__WHAT YOU ARE ASKED TO DO__
Copy out, from the data below, each line in which the word "difference" occurs.

__DATA TO PROCESS__
::::::::::

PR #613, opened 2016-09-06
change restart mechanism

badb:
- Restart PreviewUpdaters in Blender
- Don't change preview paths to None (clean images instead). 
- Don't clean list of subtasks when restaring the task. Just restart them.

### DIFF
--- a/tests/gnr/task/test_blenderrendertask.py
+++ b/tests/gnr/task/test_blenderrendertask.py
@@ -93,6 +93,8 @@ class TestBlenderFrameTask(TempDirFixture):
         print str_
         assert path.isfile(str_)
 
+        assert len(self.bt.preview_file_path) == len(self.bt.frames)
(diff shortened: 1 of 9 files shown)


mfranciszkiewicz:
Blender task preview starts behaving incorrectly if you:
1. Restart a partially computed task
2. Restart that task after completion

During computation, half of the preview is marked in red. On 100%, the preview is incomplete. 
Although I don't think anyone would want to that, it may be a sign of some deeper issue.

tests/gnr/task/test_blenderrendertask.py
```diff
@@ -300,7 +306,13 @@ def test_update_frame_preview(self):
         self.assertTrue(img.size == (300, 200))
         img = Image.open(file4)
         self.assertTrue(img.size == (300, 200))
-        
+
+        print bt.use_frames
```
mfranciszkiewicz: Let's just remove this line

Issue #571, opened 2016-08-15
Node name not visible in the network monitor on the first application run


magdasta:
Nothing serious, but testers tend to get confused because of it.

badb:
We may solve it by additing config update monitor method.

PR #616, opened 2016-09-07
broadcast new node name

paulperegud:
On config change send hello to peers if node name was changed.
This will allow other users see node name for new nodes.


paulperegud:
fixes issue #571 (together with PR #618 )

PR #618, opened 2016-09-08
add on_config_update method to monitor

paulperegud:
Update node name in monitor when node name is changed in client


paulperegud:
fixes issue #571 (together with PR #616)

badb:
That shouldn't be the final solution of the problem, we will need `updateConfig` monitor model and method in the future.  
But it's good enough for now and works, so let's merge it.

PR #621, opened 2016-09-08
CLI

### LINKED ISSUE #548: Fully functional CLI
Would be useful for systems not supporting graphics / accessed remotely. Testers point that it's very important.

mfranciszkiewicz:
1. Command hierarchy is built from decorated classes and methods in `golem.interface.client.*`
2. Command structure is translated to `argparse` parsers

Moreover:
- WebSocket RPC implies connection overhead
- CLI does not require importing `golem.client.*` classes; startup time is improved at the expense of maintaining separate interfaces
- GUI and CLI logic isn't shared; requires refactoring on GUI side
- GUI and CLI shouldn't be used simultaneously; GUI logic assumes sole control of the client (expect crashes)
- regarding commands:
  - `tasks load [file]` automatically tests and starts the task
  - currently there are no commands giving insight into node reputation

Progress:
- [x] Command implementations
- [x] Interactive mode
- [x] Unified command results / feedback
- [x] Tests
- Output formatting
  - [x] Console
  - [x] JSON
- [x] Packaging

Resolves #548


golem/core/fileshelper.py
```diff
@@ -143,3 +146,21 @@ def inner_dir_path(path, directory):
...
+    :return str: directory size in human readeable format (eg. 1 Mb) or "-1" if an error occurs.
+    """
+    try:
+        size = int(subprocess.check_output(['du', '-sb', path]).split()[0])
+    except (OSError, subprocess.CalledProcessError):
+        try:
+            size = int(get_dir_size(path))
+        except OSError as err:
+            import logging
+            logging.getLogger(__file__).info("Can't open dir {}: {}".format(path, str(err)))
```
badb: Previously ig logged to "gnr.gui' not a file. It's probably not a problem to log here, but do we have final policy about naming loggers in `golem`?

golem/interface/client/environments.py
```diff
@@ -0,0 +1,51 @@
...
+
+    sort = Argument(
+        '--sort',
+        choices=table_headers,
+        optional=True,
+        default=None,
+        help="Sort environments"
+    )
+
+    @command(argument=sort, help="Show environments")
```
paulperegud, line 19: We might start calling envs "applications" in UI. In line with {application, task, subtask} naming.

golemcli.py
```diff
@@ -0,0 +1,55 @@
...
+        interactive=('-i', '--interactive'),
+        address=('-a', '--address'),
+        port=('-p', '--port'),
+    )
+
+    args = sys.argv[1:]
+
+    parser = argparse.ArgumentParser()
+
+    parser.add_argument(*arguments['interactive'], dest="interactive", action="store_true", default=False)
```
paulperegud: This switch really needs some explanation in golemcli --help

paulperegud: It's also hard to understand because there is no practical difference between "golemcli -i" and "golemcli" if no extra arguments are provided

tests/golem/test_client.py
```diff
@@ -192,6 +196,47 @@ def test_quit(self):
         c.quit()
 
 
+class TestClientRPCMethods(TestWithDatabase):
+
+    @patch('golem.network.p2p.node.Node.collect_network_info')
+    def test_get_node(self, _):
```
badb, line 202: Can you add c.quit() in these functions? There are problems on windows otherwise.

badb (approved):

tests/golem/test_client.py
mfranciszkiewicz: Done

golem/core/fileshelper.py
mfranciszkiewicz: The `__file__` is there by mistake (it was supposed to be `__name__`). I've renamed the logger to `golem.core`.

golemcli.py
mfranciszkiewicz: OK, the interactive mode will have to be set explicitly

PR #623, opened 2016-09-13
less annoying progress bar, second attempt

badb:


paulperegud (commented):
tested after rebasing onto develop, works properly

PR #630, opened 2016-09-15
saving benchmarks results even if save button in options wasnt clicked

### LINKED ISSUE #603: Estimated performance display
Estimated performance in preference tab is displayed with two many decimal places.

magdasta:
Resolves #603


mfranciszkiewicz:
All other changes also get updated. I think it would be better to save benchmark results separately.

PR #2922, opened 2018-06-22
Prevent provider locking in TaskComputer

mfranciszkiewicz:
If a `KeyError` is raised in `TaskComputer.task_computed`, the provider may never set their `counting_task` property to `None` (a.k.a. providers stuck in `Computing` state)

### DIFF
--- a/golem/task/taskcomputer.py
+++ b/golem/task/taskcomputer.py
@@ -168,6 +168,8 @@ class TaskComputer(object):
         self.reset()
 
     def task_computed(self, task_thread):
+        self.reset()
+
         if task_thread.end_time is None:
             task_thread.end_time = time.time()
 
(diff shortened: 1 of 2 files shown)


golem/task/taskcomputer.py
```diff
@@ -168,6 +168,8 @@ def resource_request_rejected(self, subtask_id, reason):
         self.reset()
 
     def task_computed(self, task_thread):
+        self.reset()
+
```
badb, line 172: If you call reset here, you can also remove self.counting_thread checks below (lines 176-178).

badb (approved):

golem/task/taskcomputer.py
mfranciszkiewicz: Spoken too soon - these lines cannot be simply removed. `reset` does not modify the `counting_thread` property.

::::::::::

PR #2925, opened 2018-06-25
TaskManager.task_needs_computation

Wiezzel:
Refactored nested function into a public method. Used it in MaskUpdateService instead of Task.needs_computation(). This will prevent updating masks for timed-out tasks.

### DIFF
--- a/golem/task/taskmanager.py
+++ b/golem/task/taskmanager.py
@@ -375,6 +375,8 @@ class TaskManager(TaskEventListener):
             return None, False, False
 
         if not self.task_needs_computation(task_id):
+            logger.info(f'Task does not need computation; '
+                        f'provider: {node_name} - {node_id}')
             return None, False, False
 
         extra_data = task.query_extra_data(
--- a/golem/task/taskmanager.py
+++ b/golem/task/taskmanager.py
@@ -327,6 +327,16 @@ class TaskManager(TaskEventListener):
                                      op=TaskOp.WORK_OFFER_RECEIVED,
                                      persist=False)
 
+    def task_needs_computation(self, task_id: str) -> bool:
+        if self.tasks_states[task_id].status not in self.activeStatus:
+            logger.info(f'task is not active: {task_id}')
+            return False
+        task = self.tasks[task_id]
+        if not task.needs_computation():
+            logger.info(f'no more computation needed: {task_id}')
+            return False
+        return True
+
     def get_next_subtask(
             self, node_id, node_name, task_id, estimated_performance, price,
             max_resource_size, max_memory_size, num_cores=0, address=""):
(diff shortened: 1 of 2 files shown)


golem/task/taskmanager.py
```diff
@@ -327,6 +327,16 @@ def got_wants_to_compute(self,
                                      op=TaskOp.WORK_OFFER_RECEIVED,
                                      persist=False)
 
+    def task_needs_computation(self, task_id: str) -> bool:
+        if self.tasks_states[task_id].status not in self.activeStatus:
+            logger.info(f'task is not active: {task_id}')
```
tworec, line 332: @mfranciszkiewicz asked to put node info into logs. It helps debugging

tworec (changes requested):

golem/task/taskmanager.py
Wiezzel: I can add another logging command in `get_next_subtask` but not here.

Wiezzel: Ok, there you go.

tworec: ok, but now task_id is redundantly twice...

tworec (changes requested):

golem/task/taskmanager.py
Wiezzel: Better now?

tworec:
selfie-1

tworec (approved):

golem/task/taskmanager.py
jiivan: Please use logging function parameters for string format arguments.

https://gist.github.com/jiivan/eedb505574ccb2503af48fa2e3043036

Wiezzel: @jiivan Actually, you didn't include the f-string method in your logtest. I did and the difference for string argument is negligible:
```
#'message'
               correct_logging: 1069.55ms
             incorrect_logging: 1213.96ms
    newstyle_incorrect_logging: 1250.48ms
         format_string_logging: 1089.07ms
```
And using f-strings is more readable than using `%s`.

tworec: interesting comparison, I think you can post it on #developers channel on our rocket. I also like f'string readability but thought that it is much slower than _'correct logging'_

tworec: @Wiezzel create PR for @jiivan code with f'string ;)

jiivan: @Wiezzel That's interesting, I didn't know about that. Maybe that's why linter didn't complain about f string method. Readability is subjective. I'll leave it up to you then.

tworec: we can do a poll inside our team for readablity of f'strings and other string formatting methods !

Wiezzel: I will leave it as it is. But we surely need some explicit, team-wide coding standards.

::::::::::

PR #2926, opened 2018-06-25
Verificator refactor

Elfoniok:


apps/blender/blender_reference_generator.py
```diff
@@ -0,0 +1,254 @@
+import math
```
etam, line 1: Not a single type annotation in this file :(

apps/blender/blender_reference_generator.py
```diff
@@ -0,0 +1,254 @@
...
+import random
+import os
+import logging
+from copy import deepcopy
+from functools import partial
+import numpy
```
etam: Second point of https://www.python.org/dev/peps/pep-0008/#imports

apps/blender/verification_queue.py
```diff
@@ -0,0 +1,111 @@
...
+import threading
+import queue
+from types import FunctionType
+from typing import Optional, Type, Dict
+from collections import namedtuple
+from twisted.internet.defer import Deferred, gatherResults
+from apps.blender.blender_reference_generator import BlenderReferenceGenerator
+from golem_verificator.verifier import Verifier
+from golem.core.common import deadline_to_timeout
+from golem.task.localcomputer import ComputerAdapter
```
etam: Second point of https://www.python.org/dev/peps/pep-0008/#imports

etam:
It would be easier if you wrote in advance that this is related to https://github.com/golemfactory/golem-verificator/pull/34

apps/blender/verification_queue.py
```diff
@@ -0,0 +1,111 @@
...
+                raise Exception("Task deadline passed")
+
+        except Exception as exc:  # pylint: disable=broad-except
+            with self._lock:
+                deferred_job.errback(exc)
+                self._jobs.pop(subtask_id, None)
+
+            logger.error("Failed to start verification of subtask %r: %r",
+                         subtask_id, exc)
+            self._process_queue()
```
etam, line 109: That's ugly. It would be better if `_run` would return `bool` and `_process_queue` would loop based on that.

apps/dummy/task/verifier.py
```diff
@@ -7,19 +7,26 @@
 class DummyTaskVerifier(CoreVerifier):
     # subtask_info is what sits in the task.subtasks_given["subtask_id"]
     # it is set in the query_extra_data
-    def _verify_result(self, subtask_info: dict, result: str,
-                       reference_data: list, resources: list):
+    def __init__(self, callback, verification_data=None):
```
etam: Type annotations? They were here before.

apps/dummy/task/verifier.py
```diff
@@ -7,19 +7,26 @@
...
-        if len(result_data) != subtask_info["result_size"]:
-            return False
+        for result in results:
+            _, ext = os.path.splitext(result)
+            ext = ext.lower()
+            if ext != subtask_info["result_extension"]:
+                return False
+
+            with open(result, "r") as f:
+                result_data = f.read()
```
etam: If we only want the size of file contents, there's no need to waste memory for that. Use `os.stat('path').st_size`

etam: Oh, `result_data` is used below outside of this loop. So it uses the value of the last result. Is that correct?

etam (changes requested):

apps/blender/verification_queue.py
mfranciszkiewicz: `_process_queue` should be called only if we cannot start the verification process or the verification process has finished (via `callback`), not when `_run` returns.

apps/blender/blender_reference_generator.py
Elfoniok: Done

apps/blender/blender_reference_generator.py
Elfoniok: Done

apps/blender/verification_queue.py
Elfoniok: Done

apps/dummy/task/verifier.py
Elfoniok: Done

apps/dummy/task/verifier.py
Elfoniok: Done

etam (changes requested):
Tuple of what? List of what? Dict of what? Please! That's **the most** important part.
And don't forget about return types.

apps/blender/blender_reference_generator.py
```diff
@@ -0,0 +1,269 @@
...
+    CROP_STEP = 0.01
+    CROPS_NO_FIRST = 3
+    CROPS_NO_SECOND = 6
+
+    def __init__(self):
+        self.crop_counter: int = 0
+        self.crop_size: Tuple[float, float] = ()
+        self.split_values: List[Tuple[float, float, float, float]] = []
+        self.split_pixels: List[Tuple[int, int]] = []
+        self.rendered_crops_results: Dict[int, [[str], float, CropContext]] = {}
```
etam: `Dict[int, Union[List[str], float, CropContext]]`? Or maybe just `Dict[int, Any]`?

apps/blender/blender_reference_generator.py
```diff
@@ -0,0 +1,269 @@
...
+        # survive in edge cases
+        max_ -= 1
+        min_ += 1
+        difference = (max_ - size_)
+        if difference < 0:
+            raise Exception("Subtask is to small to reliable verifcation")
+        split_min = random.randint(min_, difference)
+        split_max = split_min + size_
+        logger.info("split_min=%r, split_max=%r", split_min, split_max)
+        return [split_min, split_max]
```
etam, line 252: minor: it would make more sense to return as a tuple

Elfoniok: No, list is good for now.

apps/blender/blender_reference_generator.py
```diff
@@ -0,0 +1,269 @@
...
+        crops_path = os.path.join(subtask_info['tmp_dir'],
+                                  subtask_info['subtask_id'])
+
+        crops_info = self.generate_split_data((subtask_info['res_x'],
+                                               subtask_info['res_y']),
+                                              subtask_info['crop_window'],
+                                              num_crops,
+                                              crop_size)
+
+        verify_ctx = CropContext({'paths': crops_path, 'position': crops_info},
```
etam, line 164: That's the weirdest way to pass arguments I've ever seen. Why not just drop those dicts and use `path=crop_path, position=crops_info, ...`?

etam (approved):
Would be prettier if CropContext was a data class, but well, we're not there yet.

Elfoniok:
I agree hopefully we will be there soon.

::::::::::

__EXPECTED OUTPUT__
paulperegud: It's also hard to understand because there is no practical difference between "golemcli -i" and "golemcli" if no extra arguments are provided
Wiezzel: @jiivan Actually, you didn't include the f-string method in your logtest. I did and the difference for string argument is negligible:
+        difference = (max_ - size_)
+        if difference < 0:
+        split_min = random.randint(min_, difference)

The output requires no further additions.